They Agreed To A Stranger's Sexual Fantasy Involving A Broom. But They Had The Wrong House.

A court decision this month in Australia contained some helpful advice: Always double-check you have the right address if you're going to a stranger's place for role play.

When the Australian man awoke to use the bathroom in his rural New South Wales home shortly after 6 a.m. on a Sunday last July, he noticed a light on his lounge room.

Assuming it was a friend who comes over to use his kitchen to make coffee, he yelled out for them to leave.

“Bugger off, it’s too early," the man said.

But in the darkness, he heard a stranger's voice reply.

“Is your name Kevin?” the stranger asked.

In shock, the man ripped off his sleep apnea mask and turned on his bedside lamp. Next to his bed, he saw two men holding machetes.

"What’s your name?” one of the men asked. He told the men his name.

"Are you sure you are not Kevin? As we were told to come to...pick up Kevin," one of the strangers responded.

The man told them no one named Kevin lived at the address or had ever lived there. Seemingly satisfied, the men started leaving.

"Sorry, mate," said one of them, shaking the shocked man's hand.

"Bye," said the other.

This bizarre interaction at a home in Goolgowi, almost seven hours west of Sydney, was not a crime, an Australian judge ruled this month, but rather the result of a bumbling attempt at carrying out another man's sexual fantasy, which went horribly wrong.

In exchange for $5,000, the two men had agreed to tie up a man they had never met, then rub his underwear with a broom. There was just one problem: They had the wrong address.
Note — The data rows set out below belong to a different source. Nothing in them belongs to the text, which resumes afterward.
PR #370, opened 2026-01-06
info: add toggle mode cycling with customizable mode lists

mbroemme:
## Description
Extend info to support support comma-separated mode cycling.

* `info` (no expression) cycles through the default list: `off/viewer/slideshow/gallery`
* `info MODE` switches directly to the specified mode
* `info MODE,MODE,...` cycles through the provided comma-separated mode list

Documentation has been updated to reflect the new syntax and examples.

## Use Case
Press `i` to show minimal info in viewer, and hide it everywhere else, you want:

* In viewer mode: `i` toggles info overlay between `viewer` and `off` (so you can quickly peek at filename/size/etc.).
* In gallery mode: `i` toggles between `gallery` and `off` (so it doesn't switch you into the viewer overlay style).

```
[keys.viewer]
i = info viewer,off

[keys.gallery]
i = info gallery,off
```

Result: The same key (`i`) acts as a context-aware "info overlay toggle" depending on where you are, without cycling through modes you don’t want.

### DIFF
--- a/src/info.c
+++ b/src/info.c
@@ -576,117 +576,111 @@ void info_destroy(void)
 
 void info_switch(const char* expression)
 {
-    const char* toggle_kw = "toggle";
-    const size_t toggle_kw_len = strlen(toggle_kw);
-    struct str_slice args[2];
-    size_t argc = 0;
-    bool handled = false;
+    struct str_slice slices[6];
+    size_t num = 0;
+    bool cycle = false;
 
     timeout_reset(&ctx.info);
 
-    if (expression) {
-        argc = str_split(expression, ' ', args, ARRAY_SIZE(args));
+    if (!expression || !*expression) {
+
+        // default cycle order
+        expression = "off,viewer,slideshow,gallery";
+        cycle = true;
     }
 
-    if (argc > 0) {
+    // comma-separated list: MODE,MODE,...
+    num = str_split(expression, ',', slices, ARRAY_SIZE(slices));
+    if (num == 0) {
 
-        // toggle in a custom list: "toggle [mode1/mode2/...]"
-        if (args[0].len == toggle_kw_len &&
-            strncmp(args[0].value, toggle_kw, toggle_kw_len) == 0) {
-            const char* spec =
-                argc > 1 && args[1].len ? args[1].value : "off/viewer/gallery";
-            struct str_slice slices[16];
-            size_t num, start;
-            const char* current_name;
-            size_t current_len;
-            size_t current_idx = SIZE_MAX;
-            bool switched = false;
+        // expression contains only spaces
+        expression = "off,viewer,slideshow,gallery";
+        cycle = true;
+        num = str_split(expression, ',', slices, ARRAY_SIZE(slices));
+    }
+    if (num > ARRAY_SIZE(slices)) {
+        num = ARRAY_SIZE(slices);
+    }
+    if (num > 1) {
+        cycle = true;
+    }
 
-            handled = true;
+    if (!cycle) {
 
-            // split mode list (spaces are stripped by str_split)
-            num = str_split(spec, '/', slices, ARRAY_SIZE(slices));
-            if (num > ARRAY_SIZE(slices)) {
-                num = ARRAY_SIZE(slices);
-            }
+        // explicit mode
+        const char* mode = slices[0].value;
+        const size_t len = slices[0].len;
 
-            // detect current mode ("off" if hidden)
-            if (!ctx.show) {
-                current_name = "off";
-            } else if (ctx.current) {
-                current_name = ctx.current->name;
+        if (len != 0) {
+            if (len == 3 && strncmp(mode, "off", 3) == 0) {
+                ctx.show = false;
             } else {
-                current_name = "";
-            }
-            current_len = strlen(current_name);
-
-            // find current index
-            for (size_t index = 0; index < num; ++index) {
-                const char* mode = slices[index].value;
-                const size_t len = slices[index].len;
-
-                if (len == current_len &&
-                    strncmp(mode, current_name, current_len) == 0) {
-                    current_idx = index;
-                    break;
-                }
-            }
-
-            // select next non-empty entry
-            start = current_idx != SIZE_MAX ? current_idx + 1 : 0;
-            for (size_t step = 0; step < num && !switched; ++step) {
-                const size_t idx = (start + step) % num;
-                const char* s = slices[idx].value;
-                const size_t len = slices[idx].len;
-
-                if (len == 0) {
-                    continue;
-                }
-
-                if (len == 3 && strncmp(s, "off", 3) == 0) {
-                    ctx.show = false;
-                    switched = true;
-                    continue;
-                }
-
-                struct scheme* scheme = find_scheme(s, len);
+                struct scheme* scheme = find_scheme(mode, len);
                 if (scheme) {
                     ctx.current = scheme;
                     ctx.show = true;
-                    switched = true;
                 } else {
-                    fprintf(stderr, "Invalid info scheme: %.*s\n", (int)len, s);
+                    fprintf(stderr, "Invalid info scheme: %.*s\n", (int)len,
+                            mode);
                 }
             }
-        } else if (args[0].len == 3 && strncmp(args[0].value, "off", 3) == 0 &&
-                   argc == 1) {
-            ctx.show = false;
-            handled = true;
-        } else {
-
-            // Set explicit scheme (legacy behaviour).
-            char* name = malloc(args[0].len + 1);
-            if (name) {
-                memcpy(name, args[0].value, args[0].len);
-                name[args[0].len] = 0;
-                info_set_default(name);
-                free(name);
-            } else {
-                fprintf(stderr, "Out of memory\n");
-            }
-            ctx.show = true;
-            handled = true;
         }
-    }
+    } else {
+        size_t start;
+        const char* current_name;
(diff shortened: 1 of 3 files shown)


src/info.c
```diff
@@ -557,9 +592,89 @@ void info_destroy(void)
...
 void info_switch(const char* name)
 {
+    const char toggle_kw[] = "toggle";
+
     timeout_reset(&ctx.info);
 
     if (name && *name) {
+
+        // toggle in a custom list: "toggle [mode1/mode2/...]" (spaces ignored)
+        if (strncmp(name, toggle_kw, sizeof(toggle_kw) - 1) == 0 &&
```
artemsen: I believe it would be better to split `name` with `split_string` instead of writing a new parser, it strips spaces.
Also, I would rename `name` to `expression`, as it is not a name anymore.

src/info.c
```diff
@@ -557,9 +592,89 @@ void info_destroy(void)
...
+            (name[sizeof(toggle_kw) - 1] == 0 ||
+             isspace((unsigned char)name[sizeof(toggle_kw) - 1]))) {
+            const char* spec = name + sizeof(toggle_kw) - 1;
+            struct str_slice slices[16];
+            const char* current_name;
+            size_t current_len;
+            ssize_t current_idx = -1;
+            size_t num, start;
+
+            while (*spec && isspace((unsigned char)*spec)) {
```
artemsen: Just curious, why are you cast `char` to `unsigned char` in these calls?

src/info.c
```diff
@@ -557,9 +592,89 @@ void info_destroy(void)
...
+                ++spec;
+            }
+            if (!*spec) {
+                spec = "off/viewer/gallery";
```
artemsen: Strange choice of default. Why not `viewer/gallery` or `viewer/slideshow/gallery`?

src/info.c
```diff
@@ -557,9 +592,89 @@ void info_destroy(void)
...
+                current_name = ctx.current->name;
+            } else {
+                current_name = "";
+            }
+            current_len = strlen(current_name);
+
+            // find current index
+            for (size_t i = 0; i < num; ++i) {
+                const char* s = slices[i].value;
+                size_t l = slices[i].len;
```
artemsen: 1. Please, avoid such a short name for variables. Name it `len` at least.
2. Can be `const` (and similar cases in the other parts of code).

src/info.c
```diff
@@ -557,9 +592,89 @@ void info_destroy(void)
...
+                    struct scheme* scheme = find_scheme(s, l);
+                    if (scheme) {
+                        ctx.current = scheme;
+                        ctx.show = true;
+                    } else {
+                        fprintf(stderr, "Invalid info scheme: %.*s\n", (int)l,
+                                s);
+                    }
+                }
+                return;
```
artemsen: It is a bad practice to return from a middle of the function. This is acceptable in some cases, but not in this one.
You've written a long and complex parser, and it's too difficult to analyze, especially when we have two returns ​​at this point.

src/info.c
```diff
@@ -557,9 +592,89 @@ void info_destroy(void)
 
 void info_switch(const char* name)
 {
+    const char toggle_kw[] = "toggle";
```
artemsen: It's not a crime if you make a pointer to a string and a variable with its length.
It would be more readable than multiple `sizeof(toggle_kw) - 1`.

src/info.c
```diff
@@ -557,9 +592,89 @@ void info_destroy(void)
...
     timeout_reset(&ctx.info);
 
     if (name && *name) {
+
+        // toggle in a custom list: "toggle [mode1/mode2/...]" (spaces ignored)
+        if (strncmp(name, toggle_kw, sizeof(toggle_kw) - 1) == 0 &&
+            (name[sizeof(toggle_kw) - 1] == 0 ||
+             isspace((unsigned char)name[sizeof(toggle_kw) - 1]))) {
+            const char* spec = name + sizeof(toggle_kw) - 1;
+            struct str_slice slices[16];
```
artemsen: Why `16`?

src/info.c
```diff
@@ -557,9 +592,89 @@ void info_destroy(void)
...
+            const char* current_name;
+            size_t current_len;
+            ssize_t current_idx = -1;
```
artemsen: It would be better to use `ssize_t` and `SSIZE_MAX` instead of negative index.

mbroemme:
@artemsen Thanks for the feedback, will review and update the PR in the next days!

src/info.c
mbroemme: Because the `<ctype.h>` functions/macros (like `isspace()`) are only defined for values that are either `EOF` or representable as an `unsigned char`. In C, plain `char` may be signed. If it is, any byte with the high bit set (e.g. `0x80..0xFF`, which is common in UTF-8 or non-ASCII input) becomes a negative `char`. Passing a negative value (other than `EOF`) into `isspace()` is undefined behavior - many implementations index a lookup table with that value, so you can end up indexing out of bounds. In this case, it is basically extra safety.

src/info.c
mbroemme: Because "toggle" is typically bound to a single key (like `i`) and people expect that key to also hide the overlay. If the default were `viewer/gallery`, you'd need a separate bind (`info off`) to actually turn it off. I'm using only the viewer with `swayimg` and bind `i = info toggle viewer/off` to turn on/off the info overlay.

In the implementation, if the current mode isn't found in the provided list (or the list is weird/empty), it starts from the beginning. Having `off` first makes the fallback behavior "hide overlay" instead of "force an overlay on," which is the least-surprising/least-intrusive outcome.

src/info.c
mbroemme: Fixed in d1a6369b0174863d13b6caf595c6a2fd059d74c4 I haven't checked before that `str_split` exist in `src/array.c`. Using it now.

src/info.c
mbroemme: Fixed in d1a6369b0174863d13b6caf595c6a2fd059d74c4 as well. With switch to `str_split`, I'm no longer using `isspace` and don't cast explicitly.

src/info.c
mbroemme: Fixed in b9f836765098c147c57cea5ccf61de12eaa5d113

src/info.c
mbroemme: Fixed in c5c748c01b318423f9991d8f6e51a394ef8ba6b6, using pointer and removed explicit cast.

src/info.c
mbroemme: Fixed in 537d1f8cb77e9717f2a76075b7df85edf02298d8, no more mid-function returns, using `handled` and `switched` helper variables.

src/info.c
mbroemme: Fixed in c58910944610babdb176dba489f0cfc305ab9eac, using `size_t` and `SIZE_MAX` which are fine for this case and makes code more readable and avoid additional explicit cast.

src/info.c
mbroemme: It's just a hard cap to avoid dynamic allocation while parsing a user-provided toggle list. `str_split()` needs you to provide an output array; using a fixed-size stack array is cheap and predictable. The `16` means:
* up to 16 entries in `toggle`'s slash-list will be considered
* anything beyond that is ignored (because the array is full)
There's nothing magic about `16`- it's a "reasonable enough" limit for a keybind expression (people typically won't cycle through dozens of modes). If you prefer, we can make it clearer by turning it into a named constant, e.g.:
```c
#define TOGGLE_MAX_ENTRIES 16
struct str_slice slices[TOGGLE_MAX_ENTRIES];
```
or even reuse an existing project-wide constant if there is one.

mbroemme:
@artemsen Addressed your questions and incorporated your feedback. I can squash the commits if you'd like.

src/info.c
artemsen: What I wanted to say is that 16 options for 4 available modes is too much. 6 would be enough considering the understudies.

src/info.c
artemsen: I think that if a user wants a custom switching scheme, he should specify it without fail.
Moreover, I think that the key word "toggle" is redundant.
Therefore, I propose the following scheme:
- `info` (without expression): toggle off/viewer/slideshow/gallery;
- `info MODE`: switch to specified MODE;
- `info MODE,MODE,MODE,...`: switch between specified modes.

src/info.c
artemsen: This doesn't make the code more readable, but let's see where we end up =)

src/info.c
```diff
@@ -576,117 +576,111 @@ void info_destroy(void)
 
 void info_switch(const char* expression)
 {
-    const char* toggle_kw = "toggle";
-    const size_t toggle_kw_len = strlen(toggle_kw);
-    struct str_slice args[2];
-    size_t argc = 0;
-    bool handled = false;
+    struct str_slice slices[6];
```
mbroemme, line 579: Changed to 6 as discussed in https://github.com/artemsen/swayimg/pull/370#discussion_r2674914068

src/info.c
mbroemme: Changed with commit 52fa0e0296a90a41729d87ca251daacd253bc48b

src/info.c
mbroemme: @artemsen Review it again please.

artemsen:
Thank you!

To be honest, I have a few complaints, but I don't want to bother you any further.
If you don't mind, I'll optimize the code a bit myself.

In a May 15 decision that was posted online on Tuesday, District Court Judge Sean Grant found one of the machete-wielding men, Terrence Leroy, not guilty of breaking and entering while armed with a weapon.

"The facts of the case are unusual," the judge conceded at the start of his ruling.

From the facts laid out in the case, it appears there was some confusion that resulted when the man seeking the sexual role-play, Kevin, moved houses and his hired helpers confused the number of his new address with his old street.

Leroy's attorney argued his client entered the shocked man's home without criminal intent: "It was a commercial agreement to tie up and stroke a semi-naked man in his underpants with a broom. Entry was not with intent to intimidate."

Prosecutors argued the machetes had not been part of Kevin's sexual requests, but the judge ruled the pair were essentially improvising as part of the role-play.

"They carried the machetes either as a prop or something to use in that fantasy," he wrote. "The fantasy was unscripted and there was discretion as to how it would be carried out."

The judge subsequently found Leroy had no intent to commit the crime of intimidation when he entered the house and was therefore not guilty.

He also found the two men treated the shocked man relatively well despite the bizarre circumstances.

"They were polite and respectful," he wrote.